Moreover, the 15 percent floor agreed is well below a corporate tax rate that averages around 23.5 percent in industrialized countries.

“Establishing, for the first time in history, a strong global minimum tax will finally even the playing field for American workers and taxpayers, along with the rest of the world,” Biden said in a statement.

The deal aims to stop large firms booking profits in low-tax countries such as Ireland regardless of where their clients are

Out of the 140 countries involved, 136 supported the deal, with Kenya, Nigeria, Pakistan, and Sri Lanka abstaining for now.

The Paris-based Organisation for Economic Cooperation and Development (OECD), which has been leading the talks, said that the deal would cover 90 percent of the global economy.

But with the ink barely dry, some countries were already raising concerns about implementing the deal (pdf).

The Swiss finance ministry demanded in a statement that the interests of small economies be taken into account and said that the 2023 implementation date was impossible, while Poland, which has concerns over the impact on foreign investors, said it would keep working on the deal.

Central to the agreement is a minimum corporate tax rate of 15 percent and allowing governments to tax a greater share of foreign multinationals’ profits.

The OECD said that the minimum rate would see countries collect around $150 billion in new revenues annually while taxing rights on more than $125 billion of profit would be shifted to countries where big multinationals earn their income.

Ireland, Estonia, and Hungary, all low tax countries, dropped their objections this week as a compromise emerged on a deduction from the minimum rate for multinationals with real physical business activities abroad.

While Kenya, Nigeria, and Sri Lanka did not back a previous version of the deal, Pakistan’s abstention came as a surprise, one official briefed on the talks said.

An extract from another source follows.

PR #932, opened 2015-01-29
Dovecot - dovecot auth failure from EL7

opoplawski:
Updated the dovecot regex to match:

Jan 29 05:32:50 mail dovecot: auth-worker(304): pam(username,1.2.3.4): pam_authenticate() failed: Authentication failure (password mismatch?)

India also had qualms up to the last minute, but ultimately backed the deal, they added.

Companies with real assets and payrolls in a country can ensure some of their income avoids the new minimum tax rate. The level of the exemption tapers over a 10-year period.

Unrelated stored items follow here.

PR #933, opened 2015-01-29
Add jail nginx-botsearch

mrc0mmand:
Jail blocks requests for predefined non-existent folders. Based on
apache-botsearch jail.

### DIFF
--- a/config/filter.d/nginx-botsearch.conf
+++ b/config/filter.d/nginx-botsearch.conf
@@ -4,7 +4,7 @@
 [Definition]
 
 failregex = ^<HOST> \- \S+ \[\] \"(GET|POST) \/<block> \S+\" 404 .+$
-			^ \[error\] \d+#\d+: \*\d+ (\S+ )?\"\S+\" (failed|is not found) \(2\: No such file or directory\), client\: <HOST>\, server\: \S*\, request: \"(GET|POST) \/<block> \S+\"\, .*?$
+            ^ \[error\] \d+#\d+: \*\d+ (\S+ )?\"\S+\" (failed|is not found) \(2\: No such file or directory\), client\: <HOST>\, server\: \S*\, request: \"(GET|POST) \/<block> \S+\"\, .*?$
 
 ignoreregex = 
 
--- a/config/filter.d/nginx-botsearch.conf
+++ b/config/filter.d/nginx-botsearch.conf
@@ -1,0 +1,29 @@
+# Fail2Ban filter to match web requests for selected URLs that don't exist
+#
+
+[Definition]
+
+failregex = ^<HOST> \- \S+ \[\] \"(GET|POST) \/<block> \S+\" 404 .+$
+			^ \[error\] \d+#\d+: \*\d+ (\S+ )?\"\S+\" (failed|is not found) \(2\: No such file or directory\), client\: <HOST>\, server\: \S*\, request: \"(GET|POST) \/<block> \S+\"\, .*?$
+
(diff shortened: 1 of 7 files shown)


szepeviktor:
If you have a real WordPress site you could set up a robot trap.
https://github.com/szepeviktor/wordpress-plugin-construction/blob/master/mu-nofollow-robot-trap/nofollow-robot-trap.php

config/filter.d/nginx-botsearch.conf
```diff
@@ -0,0 +1,29 @@
+# Fail2Ban filter to match web requests for selected URLs that don't exist
+#
+
+[Definition]
+
+failregex = ^<HOST> \- \S+ \[\] \"(GET|POST) \/<block> \S+\" 404 .+$
+			^ \[error\] \d+#\d+: \*\d+ (\S+ )?\"\S+\" (failed|is not found) \(2\: No such file or directory\), client\: <HOST>\, server\: \S*\, request: \"(GET|POST) \/<block> \S+\"\, .*?$
```
yarikoptic: better to indent with spaces here to avoid such formatting jumps

mrc0mmand: Yeah, you're right, I just forgot to switch my editor back to spaces. Will do now.

config/filter.d/nginx-botsearch.conf
```diff
@@ -0,0 +1,29 @@
...
+
+ignoreregex = 
+
+
+[Init]
+
+# Block is the actual non-found directories to block
+block = \/?(<webmail>|<phpmyadmin>|<wordpress>|cgi-bin|mysqladmin)[^,]*
```
yarikoptic: I am asking in https://github.com/fail2ban/fail2ban/pull/557/files#r23978582  on why we have decided to go the way of explicit fail2ban variables here instead of just relying on string interpolations... anyways -- since all those match with apache-botsearch (or am I missing difference) we should have now botsearch-common.conf which would define them all and then only get included into apache- and ngnix- to be used in failregex's

mrc0mmand: Yes, all these vars are same as in apache-botsearch, so botsearch-common sound like a good idea.

yarikoptic: great -- so move then this [Init] portion into common, which you include on top in INCLUDES section.

mrc0mmand: Should I edit the apache-botsearch filter as well?

yarikoptic: >    Should I edit the apache-botsearch filter as well?

SURE!

config/jail.conf
```diff
@@ -294,6 +294,12 @@ maxretry = 1
 port    = http,https
 logpath = %(nginx_error_log)s
 
+[nginx-botsearch]
+
+port     = http,https
+logpath  = %(nginx_error_log)s
+maxretry = 10
+findtime = 300
```
yarikoptic: remove custom findtime, set maxretry to low number like already in apache-botsearch

mrc0mmand: Okay, done.

yarikoptic:
and damn me -- always forget it -- ChangeLog entry please ;-)

mrc0mmand:
I added the ChangeLog entry and I definitely should've used `rebase` instead of `merge`...

yarikoptic:
Thanks!  Merge is perfectly fine with me in this case!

The OECD said that the deal would next go to the Group of 20 economic powers to formally endorse at a finance ministers’ meeting in Washington on Oct. 13 and then on to a G-20 leaders summit at the end of the month in Rome for final approval.

There remains some question about the U.S. position, which depends in part on domestic tax reform negotiations in Congress.

Countries that back the deal are supposed to bring it onto their law books next year so that it can take effect from 2023, which many officials have said is extremely tight.

French Finance Minister Bruno Le Maire said Paris would use its European Union presidency during the first half of 2022 to translate the agreement into law across the 27-nation bloc.